Arbeitskreis

Das klassische Motto möchte man fast meinen. Immer wenn umstrittene Entscheidungen anstehen, dann gibt es zwei Optionen: entweder es wird entschieden, oder es wird nochmals eine Schleife gezogen, in dem Arbeitskreise, Austauschformate oder Abstimmungsrunden eingesetzt werden. Manchmal wirkt letzteres grotesk. Vor allem dann, wenn alle Daten und Fakten erkennbar am Tisch liegen, und es im Endeffekt ein Ja oder ein Nein braucht. 

Aber ganz oft sind die Umstände auch ein bisserl komplexer und differenzierter zu sehen, gerade in volatilen Situationen ist es nicht selten gescheit immer mal wieder einen Schritt zur Seite zu machen, gemeinschaftlich die Situation zu bewerten und dann zu entscheiden. Noch dazu, wenn es verschiedene Aspekte und Disziplinen zu beachten gilt, macht eine Kommission oder ein Arbeitskreis Sinn.

Aktuell erleben wir eine solche Diskrepanz wieder: „Impfpflicht, ja oder nein?“ lautet die Frage.

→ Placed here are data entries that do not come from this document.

PR #2114, opened 2023-12-23
Gate tests on required features

alexanderkjall:
Without this patch we get this error from `cargo test --no-default-features --features dnssec` :

```
error[E0599]: no method named `to_vec` found for reference `&Digest` in the current scope
  --> crates/proto/tests/dnssec_presentation_format_tests.rs:53:25
   |
53 |         digest.as_ref().to_vec(),
   |                         ^^^^^^ method not found in `&Digest`

For more information about this error, try `rustc --explain E0599`.
error: could not compile `hickory-proto` (test "dnssec_presentation_format_tests") due to previous error
```

### DIFF
--- a/crates/proto/src/rr/dnssec/rdata/tsig.rs
+++ b/crates/proto/src/rr/dnssec/rdata/tsig.rs
@@ -895,6 +895,7 @@ mod tests {
         assert_eq!(tbs, tbv);
     }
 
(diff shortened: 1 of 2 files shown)


djc (approved):

alexanderkjall:
The build fails on a `cargo audit` run that seems to be unrelated to this change.

bluejekyll (approved):
Thanks for the PR.

PR #2116, opened 2023-12-24
Increase source port entropy in UDP client

marcus0x62:
The existing code uses ports 49152 - 65535 for ephemeral port selection.  This can be safely increased to the entire dynamic/private range of 1024 - 65535, and it is recommended to do this by RFC 6056 (Section 3.2:)

> As mentioned in Section 2.1, the dynamic ports consist of the range
> 49152-65535.  However, ephemeral port selection algorithms should use
> the whole range 1024-65535.

This results in a 4x increase in combined source port/query id entropy.


djc (approved):

djc:
Looks sensible!

bluejekyll (approved):

bluejekyll:
Thanks for the PR, this test failure should be clean on main.

PR #2117, opened 2023-12-24
Recursor: make nameserver and record cache sizes configurable

marcus0x62:
In addition to being too small for real-world use, the small default cache sizes (100 entries each) are impacting some testing I'm doing.  This PR introduces two new (optional) recursor store configuration options: ns_cache_size and record_cache_size, which default to 1024 and 1048576, respectively, if they are not specified in the config file.

### DIFF
--- a/crates/recursor/src/recursor.rs
+++ b/crates/recursor/src/recursor.rs
@@ -49,7 +49,11 @@ impl Recursor {
     /// # Panics
     ///
     /// This will panic if the roots are empty.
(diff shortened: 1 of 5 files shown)


djc (approved):
Seems reasonable to me.

marcus0x62:
I can't reproduce this test failure.

bluejekyll (approved):
This looks like a good change, thank you!

PR #2118, opened 2023-12-25
Validate response query section

marcus0x62:
This patch improves resistance against cache poisoning by validating that if a candidate response message has a questions section, that each query name was present in the query section of the original request.  So, for instance, if a client queries for 'example.com' and the remote resolver returns either an answer for 'baddomain.com' OR answers for both 'example.com' and 'baddomain.com', we log a warning message and drop the response.

### DIFF
--- a/crates/proto/src/udp/udp_client_stream.rs
+++ b/crates/proto/src/udp/udp_client_stream.rs
@@ -340,10 +340,44 @@ async fn send_serial_message_inner<S: DnsUdpSocket + Send>(
             continue;
         }
 
-        // TODO: match query strings from request and response?
-
         match Message::from_vec(&buffer) {
             Ok(message) => {
+                // Make sure the query name in the response matches the original query.
+                //
+                // References:
+                //
+                // RFC 1035 7.3:
+                //
+                // The next step is to match the response to a current resolver request.
+                // The recommended strategy is to do a preliminary matching using the ID
+                // field in the domain header, and then to verify that the question section
+                // corresponds to the information currently desired.
+                //
+                // RFC 1035 7.4:
+                //
+                // In general, we expect a resolver to cache all data which it receives in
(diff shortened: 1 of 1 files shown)


crates/proto/src/udp/udp_client_stream.rs
```diff
@@ -340,10 +340,44 @@ async fn send_serial_message_inner<S: DnsUdpSocket + Send>(
...
+                let request_message = Message::from_vec(msg.bytes())?;
+                let request_queries = request_message.queries();
+                let response_queries = message.queries();
+
+                if !response_queries.is_empty()
+                    && !response_queries
+                        .iter()
+                        .any(|elem| request_queries.contains(elem))
+                {
+                    warn!("detected forged question section: we expected '{:?}', but received '{:?}' from server {}",
```
djc, line 375: Style nit: I think we should use inline format arguments at this point.

Should we do this check after checking the `id`? This is more expensive, so I think deferring this check would make sense?

Is it okay for a response to contain a subset of queries of the request? Should we call that case out explicitly in a comment at least?

djc (commented):
Nice!

crates/proto/src/udp/udp_client_stream.rs
marcus0x62: Agreed on the first two points, patch submitted.

> Is it okay for a response to contain a subset of queries of the request? Should we call that case out explicitly in a comment at least?

Unfortunately, unlike other sections of the RFC, the standard doesn't have explicit guidance on this (at least that I could find.)  My thought was to go for maximum compatibility ("be liberal in what you accept") while filtering out irrelevant/malicious responses.  But I don't have a super-strong opinion about this.

bluejekyll (approved):
This looks like a great improvement to me. Thank you. And thanks for the review, @djc

PR #2119, opened 2023-12-27
Bailiwick checking for the recursor

marcus0x62:
This PR improves cache poisoning resistance in the recursor by adding Bailiwick checking: for records returned from a remote resolver, the bailiwick check tests that the records are subordinate to the zone authority: example.com can return records for host.example.com, but host.otherdomain.com is out of bailiwick and rejected.

### DIFF
--- a/crates/recursor/src/recursor.rs
+++ b/crates/recursor/src/recursor.rs
@@ -495,7 +495,8 @@ fn recursor_opts() -> ResolverOpts {
 ///
 /// # Overview
 ///
-/// This function checks that two host names have a parent/child relationship.
+/// This function checks that two host names have a parent/child relationship, but does so more strictly than elsewhere in the libraries
+/// (see implementation notes.)
 ///
 /// A resolver should not return answers outside of its delegated authority -- if we receive a delegation from the root servers for
 /// "example.com", that server should only return answers related to example.com or a sub-domain thereof.  Note that record data may point
@@ -516,10 +517,10 @@ fn recursor_opts() -> ResolverOpts {
 ///
 /// # Implementation Notes
 ///
+/// * This function is nominally a wrapper around Name::zone_of, with two additional checks:
 /// * If the caller doesn't provide a parent at all, we'll return false.
-/// * ".".split('.') will evaluate to ["", ""], which for our purposes doesn't work -- that's the reason for the ends_with tests and
-/// manually pushing the root entry onto the parent/child vectors, as well as skipping the first list element if the name was already
-/// fully qualified.
+/// * If the domains have mixed qualification -- that is, if one is fully-qualified and the other partially-qualified, we'll return
+///    false.
 ///
 /// # References
 ///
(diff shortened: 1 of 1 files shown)


djc:
I am unfamiliar with the term "bailiwick". Is this commonly used in DNS RFCs? I think it'd be preferable to use something less jargony, maybe just `in_zone()`?

marcus0x62:
I don't have a problem changing it to something like in_zone, but yes the term is normal DNS jargon for this sort of checking going back to when it was introduced after the Kashpureff-style attacks and is referenced in the DNS terminology RFC (RFC 8499 section 7.)

crates/recursor/src/recursor.rs
```diff
@@ -462,3 +485,107 @@ fn recursor_opts() -> ResolverOpts {
 
     options
 }
+
+//
```
bluejekyll, line 489: Even though this is a private method, it docs can be generated with `--document-private-items`. So it would be nice to use `///` here for the comment, and probably worth adding a link to the docs with `[RFC 8499](https://datatracker.ietf.org/doc/html/rfc8499)`

bluejekyll (changes requested):
This is a great check to add. Thank you! If you don't mind changing the comment, I think it would be valuable to have that available in rustdoc.

crates/recursor/src/recursor.rs
marcus0x62: Done

bluejekyll (approved):
Looks good. I think there's a conflict after some other changes were landed yesterday though.

marcus0x62:
> Looks good. I think there's a conflict after some other changes were landed yesterday though.

The conflicts should be resolved now.

crates/recursor/src/recursor.rs
```diff
@@ -466,3 +490,118 @@ fn recursor_opts() -> ResolverOpts {
...
+/// * ".".split('.') will evaluate to ["", ""], which for our purposes doesn't work -- that's the reason for the ends_with tests and
+/// manually pushing the root entry onto the parent/child vectors, as well as skipping the first list element if the name was already
+/// fully qualified.
+///
+/// # References
+///
+/// * [RFC 8499](https://datatracker.ietf.org/doc/html/rfc8499) -- DNS Terminology (see page 25)
+/// * [The Hitchiker's Guide to DNS Cache Poisoning](https://www.cs.utexas.edu/%7Eshmat/shmat_securecomm10.pdf) -- for a more in-depth
+/// discussion of DNS cache poisoning attacks, see section 4, specifically, for a discussion of the Bailiwick rule.
+fn is_subzone(parent: Name, child: Name) -> bool {
```
bluejekyll, line 529: Sorry, late comment here, did you look at `Name::zone_of` https://docs.rs/hickory-proto/latest/hickory_proto/rr/domain/struct.Name.html#method.zone_of, and was that not applicable to this use case? I just wanted to double check. If it's not complete, should we fix that method and use it instead?

marcus0x62: I didn't see that function before, but in testing it fails on my mixed fully/partially qualified domain tests (i.e., my function does not consider "example.com." to be a child of "com", but the Name::zone_of function does.)

marcus0x62: So it looks like changing Name::zone_of will cause other problems, in particular, the zone matching logic in the resolver, where the resolver may receive a request to resolve a partially qualified name and need to match that against a zone list that is fully qualified.  What I did was change my is_subzone function to have two tests to handle the special cases for bailiwick checking and then call Name::zone_of.  This simplifies this patch and avoids most code duplication (and string conversion) by using the existing function.

I thought about dropping the is_subzone function entirely and doing my extra tests inline, but I do like having tests for this, and I think the function makes those tests easier to run and be confident the subzone logic is being tested and not some other aspect of, say, the lookup function.

Let me know your thoughts.

bluejekyll: This looks really good. I see your points, but think this is definitely better as it reduces duplication. Thanks for making that change.

bluejekyll (approved):

PR #2336, opened 2024-08-02
only retry I/O errors over TCP

lrouquette:
Alternative to #2333.

NXDOMAIN / NoError are not retried over TCP. This is behind a feature flag (`try_tcp_on_io_error_only`) to preserve the current behavior by default.

Fixes: #2228

### DIFF
--- a/crates/resolver/src/config.rs
+++ b/crates/resolver/src/config.rs
@@ -952,12 +952,6 @@ pub struct ResolverOpts {
     pub preserve_intermediates: bool,
     /// Try queries over TCP if they fail over UDP.
     pub try_tcp_on_error: bool,
-    /// Try queries over TCP for I/O errors only.
-    ///
-    /// Requires `try_tcp_on_error` to be `true` as well. When enabled, "errors" such as NXDomain
-    /// or NoError are not retried over TCP as they would result in the same response.
-    /// Defaults to false to preserve the existing behavior of retrying all errors.
-    pub try_tcp_on_io_error_only: bool,
     /// The server ordering strategy that the resolver should use.
     pub server_ordering_strategy: ServerOrderingStrategy,
     /// Request upstream recursive resolvers to not perform any recursion.
@@ -996,7 +990,6 @@ impl Default for ResolverOpts {
             preserve_intermediates: true,
 
             try_tcp_on_error: false,
-            try_tcp_on_io_error_only: false,
             server_ordering_strategy: ServerOrderingStrategy::default(),
             recursion_desired: true,
             authentic_data: false,
--- a/crates/resolver/src/config.rs
+++ b/crates/resolver/src/config.rs
@@ -952,6 +952,12 @@ pub struct ResolverOpts {
     pub preserve_intermediates: bool,
     /// Try queries over TCP if they fail over UDP.
     pub try_tcp_on_error: bool,
+    /// Try queries over TCP for I/O errors only.
+    ///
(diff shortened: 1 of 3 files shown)


crates/resolver/src/config.rs
```diff
@@ -952,6 +952,12 @@ pub struct ResolverOpts {
     pub preserve_intermediates: bool,
     /// Try queries over TCP if they fail over UDP.
     pub try_tcp_on_error: bool,
+    /// Try queries over TCP for I/O errors only.
```
djc, line 955: I don't think this should be yet another configuration option and I think it might be wrong? AIUI there are non-I/O failure modes that might be resolved by communicating over TCP (for example if a response does not fit in a UDP datagram).

lrouquette: I see this more as feature flag, so the default behavior remains unchanged and a user can "opt-in" into this new one.

Now, my general problem is that we have valid responses that are converted into "errors" and then retried when  `try_tcp_on_error` is on: in fact, we have certain cases of ["NoError" converted into a error](https://github.com/hickory-dns/hickory-dns/blob/v0.25.0-alpha.1/crates/proto/src/error.rs#L436-L458) (this makes no sense). I'm open to suggestions on how to get out of this, but retrying these cases over TCP and expecting a different response is not sane.

As for responses that don't fit in a UDP packet, they should have the `TR` flag set and retry [should](https://github.com/hickory-dns/hickory-dns/blob/v0.25.0-alpha.1/crates/resolver/src/name_server/name_server_pool.rs#L263) happen. Perhaps there is a different use-case?

djc: Making this opt-in seems like a cop out to me, we should figure out the correct behavior and implement it and it doesn't feel like there's an obvious reason that should depend on user configuration (which is pretty hard to discover). Let's wait for some insights from @bluejekyll...

bluejekyll: I'll respond in line, but I agree with @djc, that we don't want a new value here. I thought I fixed this recently, maybe I got it wrong?

crates/resolver/src/name_server/name_server_pool.rs
```diff
@@ -217,6 +217,15 @@ where
...
+                    Err(e)
+                        if opts.try_tcp_on_io_error_only
+                            && opts.try_tcp_on_error
+                            && !e.is_no_connections()
+                            && !e.is_io() =>
+                    {
+                        debug!("not an I/O error, not retrying over TCP: {}", e);
+                        return Err(e);
+                    }
                     Err(e) if opts.try_tcp_on_error || e.is_no_connections() || e.is_io() => {
```
bluejekyll, line 229: Ok, this seems like I got this wrong a few months ago in #2215.

So here's my opinion. `try_tcp_on_error` should probably only be associated with io errors. the e.is_no_connections is a special case for no UDP connections and only TCP is available. So we always want to use TCP in that situation.

I think we can avoid the new config param if we change this to `if (opts.try_tcp_on_error && e.is_io()) || e.is_no_connections()`

bluejekyll (changes requested):
This is great, and thank you for adding additional tests. I agree with @djc that we don't want a new config value here, we just want to change the logic which I probably should have done properly back when I revisited this a few months ago.

lrouquette:
> This is great, and thank you for adding additional tests. I agree with @djc that we don't want a new config value here, we just want to change the logic which I probably should have done properly back when I revisited this a few months ago.

Perfect, thanks for the feedback!

bluejekyll (approved):
looks good. Thank you!

PR #2337, opened 2024-08-04
Suppress implicit features from optional dependencies

djc:


crates/server/src/server/server_future.rs
```diff
@@ -302,10 +303,12 @@ impl<T: RequestHandler> ServerFuture<T> {
         let tls_acceptor = Box::pin(tls_server::new_acceptor(cert, chain, key)?);
 
         // for each incoming request...
-        let shutdown = self.shutdown_watch.clone();
+        let shutdown = self.shutdown_token.clone();
```
bluejekyll, line 306: were these changes intended to come into this PR?

djc: See the originating commit: https://github.com/hickory-dns/hickory-dns/pull/2337/commits/f9890b209e9b4de53807eb1cbf80a9841dd0fe04. Apparently we don't have coverage of the `dns-over-openssl` feature in the server crate, so I fixed compilation failures as a side effect of making sure I didn't break anything.

bluejekyll: Got it.

bluejekyll (approved):

PR #2338, opened 2024-08-04
Add support for CNAME records to dns-test

marcus0x62:
As part of adding CNAME resolution support to the recursor, I need to run CNAME-related tests.  This PR adds support to dns-test for CNAME records.


japaric (approved):
Nice, thanks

Auf der einen Seite stehen Landeshauptleute, die damals auch aktiv die Impfpflicht als Reaktion auf die Delta-Welle eingefordert haben, damit wir im Herbst und Winter nicht wieder von einem Lockdown und einer Beschränkung in die anderen taumeln. Auf der anderen Seite gibt es die Herausforderung, dass die Parameter für den kommenden Herbst und den folgenden Winter noch nicht klar sind. Wir wissen heute noch nicht, was uns in den kommenden Monaten pandemiebedingt erwartet. Die Einschätzungen gehen von endemisch bis zu möglicherweise wieder eine neue pathogenere Variante, die uns wieder mehr als aktuell Omikron fordern wird. Aber das sind Einschätzungen, und keine Fakten.

Das war im Vorfeld der Impfpflicht bereits bewusst, dass es eine Reihe von Unwägbarkeiten gibt und wohl auch weitere dazu kommen werden. Darum haben wir auch eine begleitende Evaluierung im Gesetz festgeschrieben, bei der Expert:innen aus verschiedenen Fachrichtungen sich beständig die Situation ansehen werden, diese bewerten und Ableitungen der Politik präsentiere werden. Das kann am Ende bedeuten, dass es keine Exekution der Impfpflicht gibt, genauso wie es bedeuten kann, dass eine Umsetzung der Phase 3 der Impfpflicht mit automatisierten Strafen erfolgen muss. Die Bandbreite ist entsprechend, und die letztendlich zu treffenden Entscheidungen können aus fachlicher Sicht heute nicht vorweggenommen werden.

Umso erstaunlicher sind daher die Ausritte mancher Landeshauptleute aktuell. Das kann mit kalten Füßen zusammenhängen. Das kann auch ein Hinschielen auf Wahlen sein. Das kann auch damit zusammenhängen, dass man einen Minister eins auswischen will. Letzteres beziehe ich dezidiert auf die Frage der Datenbank für die Ausnahmen bei der Impfpflicht, wo die Länder seit zumindest Wochen (wohl eher seit Anfang an) wussten, dass sie in der Pflicht sein werden, und nicht der Bund. Egal warum, in allen Fällen ist es weder evidenzbasiert noch sonderlich förderlich. Und es macht auch das letzte Bisserl Vertrauen in die Politik kaputt. Zudem ist es aus meiner Sicht ein Zeichen von falschem Selbstverständnis. Denn wer sind die Landeshauptleute eigentlich, und welche Grundlage gibt es dafür, dass sie ständig ein eigenes Supperl kochen? Diese Frage mag ketzerisch erschienen, aber in Anbetracht der Pandemie seit 2 Jahren, und der nur mäßig vorhandenen Kooperationsbereitschaft mancher, und dem ebenso ausgeprägten Hang zum „Nach mir die Sintflut“ einiger dieser Landesfürsten, ist sie berechtigt. Meine Kollegin und Grüne Klubobfrau Sigi Maurer hat das auch heute nochmals recht gut im Interview mit dem Morgenjournal dargelegt, das Interview kann hier nachgehört werden.

In der gegenwärtigen Situation finde ich es intelligenter auf die Einschätzungen von Expert:innen zu vertrauen, als auf die Meinungen von selbsternannten Expert:innen in Person von LHs mit Eigeninteressen. Noch dazu, wenn diese es in den letzten Monaten mit fragwürdigen Pandemie-Einschätzungen auf die Titelseite der regionalen Kronenzeitungsausgabe geschafft haben (und diese Titelseite eine Anklage der Corona-Politik im Bundesland war).